Common errors like sharing global states without cleanup, or writing slow tests that touch databases directly degrade the maintainability and value of the suite. However, the most critical mistakes is when a team fail to manage isolation boundaries, leading to improper mocking, or diagnostic failures that degrade pipeline trust.
Over-Mocking
Over-mocking occurs when developers replace most or every single dependency even from a lightweight dependency with a mock or stub. This tightly couples tests to implementation details rather than public behavior, creating brittle “change-detector” tests that break during routine internal refactoring
How can we avoid this? Mix the setup of test case to use the in-memory and mock approaches. Use the in-memory for a simple and deterministic dependency while use the mock to close the gap while integrating with external parties such external API or file system operations
Flakiness
A flaky test is one that yields inconsistent, nondeterministic outcomes (both passing and failing) under identical code and execution environments, without any changes to the underlying codebase.
How can we avoid this? eliminate the regular wait statements such setTimeout, and make sure to enforce the strictness of test isolation so we aren’t having the shared mutable object that used by multiple running test in the same time.
False Negatives
A false negative occurs when a test incorrectly passes a “false pass” despite a real defect or regression existing in the production code. This is the most dangerous failure mode because it gives a false sense of security while allowing critical software bugs.

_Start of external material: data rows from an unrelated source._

PR #2702, opened 2025-08-13
PICARD-3011: Add ui quick toggles for cover art

knguyen1:
# Summary

* This is a…
  * [ ] Bug fix
  * [x] Feature addition
  * [ ] Refactoring
  * [ ] Other
  Add two quick toggles to Options menu: “Save images to tags” and “Save images to files”, mirroring existing cover art settings for fast on/off control without opening Options.

# Problem

Users frequently switch cover art saving behaviors (embed vs file) and want quick toggles akin to “Save Tags/Rename/Move” to avoid navigating the Options dialog.

* JIRA ticket (optional): PICARD-3011

# Solution

- Add actions to `MainAction`: `ENABLE_SAVE_IMAGES_TO_TAGS`, `ENABLE_SAVE_IMAGES_TO_FILES`.
- Implement actions in `picard/ui/mainwindow/actions.py` and handlers in `picard/ui/mainwindow/__init__.py`.
- Insert both under “Save Tags” in Options menu and keep checked state synced with `save_images_to_tags` and `save_images_to_files`.
- Focused tests in `test/test_ui_cover_quick_toggles.py` validate action state, triggers, and handler config updates (with Qt action mocked).

# Action

Additional actions required:
* [x] Update Picard documentation (add the two new quick toggles under Options)

### DIFF
--- a/picard/ui/enums.py
+++ b/picard/ui/enums.py
@@ -74,6 +74,8 @@ class MainAction(str, Enum):
     ENABLE_MOVING = 'enable_moving_action'
     ENABLE_RENAMING = 'enable_renaming_action'
     ENABLE_TAG_SAVING = 'enable_tag_saving_action'
+    ENABLE_SAVE_IMAGES_TO_TAGS = 'enable_save_images_to_tags_action'
+    ENABLE_SAVE_IMAGES_TO_FILES = 'enable_save_images_to_files_action'
     EXIT = 'exit_action'
     GENERATE_FINGERPRINTS = 'generate_fingerprints_action'
     HELP = 'help_action'
--- a/picard/ui/mainwindow/__init__.py
+++ b/picard/ui/mainwindow/__init__.py
@@ -294,6 +294,10 @@ class MainWindow(QtWidgets.QMainWindow, PreserveGeometry):
             self.actions[MainAction.ENABLE_MOVING].setChecked(new_value)
         elif name == 'dont_write_tags':
             self.actions[MainAction.ENABLE_TAG_SAVING].setChecked(not new_value)
+        elif name == 'save_images_to_tags':
+            self.actions[MainAction.ENABLE_SAVE_IMAGES_TO_TAGS].setChecked(new_value)
+        elif name == 'save_images_to_files':
+            self.actions[MainAction.ENABLE_SAVE_IMAGES_TO_FILES].setChecked(new_value)
         elif name in {'file_renaming_scripts', 'selected_file_naming_script_id'}:
             self._make_script_selector_menu()
 
@@ -617,11 +621,21 @@ class MainWindow(QtWidgets.QMainWindow, PreserveGeometry):
         config = get_config()
         config.setting['dont_write_tags'] = not checked
 
+    def toggle_save_images_to_tags(self, checked):
+        config = get_config()
+        config.setting['save_images_to_tags'] = checked
+
+    def toggle_save_images_to_files(self, checked):
+        config = get_config()
+        config.setting['save_images_to_files'] = checked
+
     def _reset_option_menu_state(self):
         config = get_config()
         self.actions[MainAction.ENABLE_RENAMING].setChecked(config.setting['rename_files'])
         self.actions[MainAction.ENABLE_MOVING].setChecked(config.setting['move_files'])
         self.actions[MainAction.ENABLE_TAG_SAVING].setChecked(not config.setting['dont_write_tags'])
+        self.actions[MainAction.ENABLE_SAVE_IMAGES_TO_TAGS].setChecked(config.setting['save_images_to_tags'])
+        self.actions[MainAction.ENABLE_SAVE_IMAGES_TO_FILES].setChecked(config.setting['save_images_to_files'])
         self._make_script_selector_menu()
         self._init_cd_lookup_menu()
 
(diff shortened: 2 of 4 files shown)


rdswift:
I'm not against this, but isn't this sort of thing the reason we added the profiles and profile quick selector (enable/disable)?  That way we don't have to have quick selectors for **every** setting.

Aerozol:
I use profiles, but this situation is one where I toggle back and forth _so_ much while editing... much more than the three other quick toggles. I agree that it should be a very high threshold for something to be added there, though.

phw:
Same situation as @Aerozol for me as well.

zas:
> Looks good. I'd like to get @zas' opinion on this before merging, though

Like @rdswift I think that's a bit redundant with quick profile switching, though I understand why such feature is convenient.
I'm a bit worried about adding 2 new menu items that fit only certain use cases.
What about adding a way to select one or more boolean options in a profile and add them to this menu.

For example, in this profile we have:

image

Let's say I'm a user that needs to switch Windows Compatibility often.

Imagine a context menu, with item "Add to quick menu", available for any boolean option in the profile. When selected, the item is added the quick menu, until removed (by the same contextual menu, with item now "Remove from quick menu"). This way we get a totally configurable "quick" menu, and we still use profiles, so selecting another profile can have a different quick menu.
That's just an idea. IMHO current profile stuff is a bit hard to understand for new users, it's not very intuitive, so perhaps we need better in-app documentation, and more straight forward access to profile settings, dunno.

Overall, I'm bothered by the fact this patch adds very specific code, for only a few use cases (not everyone needs to toggle cover art saving,
I could live with this patch, but I would like we put more thoughts in this before merging.

What do you think about a more generic approach (quick access to ANY boolean options at least) ?

rdswift:
> That's just an idea.

I think that's a great idea.  It could provide maximum flexibility for even the most "niche" users.

> IMHO current profile stuff is a bit hard to understand for new users, it's not very intuitive, so perhaps we need better in-app documentation, and more straight forward access to profile settings, dunno.

I think that what makes the profile stuff difficult for most users to understand is the whole "layer" concept.  I suspect that they are more looking for something like the ability to select one profile from a set of (user defined) profiles with each profile containing the complete option settings, similar to the ability to set the configuration to use from the command line.  This is what I had in mind with my original profile settings code, but it was abandoned in favour of the layered concept (which I admit is a better model).  The layered method is quite powerful, flexible, and efficient both in terms of storage and not having to make the same change to multiple configurations.  Unfortunately, it isn't quite as intuitive as we had hoped.

Better in-app help regarding profiles is a good idea, but I'm not sure where to start or what to say.  I wonder if this is something that @Aerozol might be able to provide some insight?

knguyen1:
I'm not really familiar with the Profile system and have never used it.  Let me take some time to digest this.

rdswift:
> I'm not really familiar with the Profile system and have never used it. Let me take some time to digest this.

I tried to document it in the https://picard-docs.musicbrainz.org/en/config/options_profiles.html and https://picard-docs.musicbrainz.org/en/usage/option_profiles.html pages in the Picard User Guide.  Hopefully these will help.

Also, I didn't mean to hijack the discussion of this PR.  Sorry about that.

Aerozol:
What about having it behind a rollover? Then we can add more quick toggles, if they are ever requested, without bogging down the menu. I don't see a downside to this approach. Profiles are awesome, but they are not super simple (more on this below), this would allow for beginner (quick toggles) and advanced (profiles) to coexist.

Rollover illustration:
image

We always want to avoid extra clicks, so it is great that these submenus are rollover already.

---

I like @zas suggestion of allowing users to add things to this menu, but I worry that this may lead to another string of necessary complexity/menus/descriptions, and we end up with another setting more suited to expert users!

If we have something like the above 'more' menu, perhaps that allows for an 'add options' option at the bottom, which then gives a list to select from? I think it would be fine to only add 'popular' or requested options, and expect users to utitilise profiles for the full range of settings.

...in that case we should pre-populate the menu with a few pre-checked examples *cough* cover art toggles *cough* ;P

---

re. better onboarding of users into profiles, I just had another look at them and at @rdswift's documentation, and it seems fine to me.

I think it's one of those situations where adding more text/guidance/etc will just complicate things even more - some users simply won't be able to deal with the complexity no matter what (I am not implying that it is too complex, just that the threshold is very low for some users).

This might be suited to another ticket/discussion but I did think that the bright yellow profile highlights are so strong that they could use more than a mouseover (also: I didn't realise there was a mouseover until reading this ticket!). This would also allow for a little link to the documentation:

image

zas:
What about going for a rollover but keeping the idea of using profiles to set which boolean options are shown there, we can define those 2 cover art related options as being in the default (base) profile, so they can even be removed by adding a new profile (to be replaced by some others).
This way we can have a generic code, let user define its own rollover options, while having 2 common default options for users without forcing them to use profiles.

What do you think?

Aerozol:
I don't think I _entirely_ understand sorry @zas, which makes me worry that it would become a bit technical again! It sounds like a more powerful feature (being able to set those quick options via profile) but also like it would require a user to go into the docs again.

However - selfishly - if it puts the cover art toggles in by default, my ticket and needs are satisfied, so I wouldn't complain!

rdswift:
> This might be suited to another ticket/discussion but I did think that the bright yellow profile highlights are so strong that they could use more than a mouseover (also: I didn't realise there was a mouseover until reading this ticket!). This would also allow for a little link to the documentation:

This should probably be on a separate ticket, and I could take a look at implementing it.

Nice idea, but it's possible that the highlighted options on a page could actually be saved to different profiles (which is why I showed the information in a tooltip).  Any suggestions on how that could / should be displayed at the bottom of the page as in your example?

**EDIT:** Perhaps if there were multiple profiles, the text could say:

***Clicking "Make it So!" will apply the highlighted settings to different profiles.  Placing your mouse pointer over a highlighted item will identify the profile for that item.***

I realize that this is pretty verbose, so there's probably something better.

If you want to pursue this further, please enter a ticket and we can continue the discussion there.

**EDIT 2:** I added ticket PICARD-3108 to capture the request.

zas (approved):
Let's accept this, that's an improvement for the user already. Whether to use profiles or not later is more an internal affair.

How can we avoid this? Write a prominent assertions on every methods, keep in mind to apply the 3 scenarios above (happy, negative, and edge case), also if using mock ensure to match the output behavior in real-world use case.
To Sum It Up
These days, the standard developer must acknowledge the importance of having unit tests, and raise their standards to always be hands-on with unit testing, regardless of the dependencies or the test runner used
- Structure Visually with AAA: Standardize tests using separated Arrange, Act, and Assert blocks to make your test suite readable, maintainable, and self-documenting.
- Design Multiple Scenarios: Ensure comprehensive coverage by checking the happy path, flipping implicit business assumptions for negative flows, and probing threshold boundaries to prevent off-by-one errors.
- Choose Real Over Mocks: Promote refactor-friendly sociable tests using real, in-memory helpers, and restrict solitary mock stubs to volatile system edges like databases and external network calls.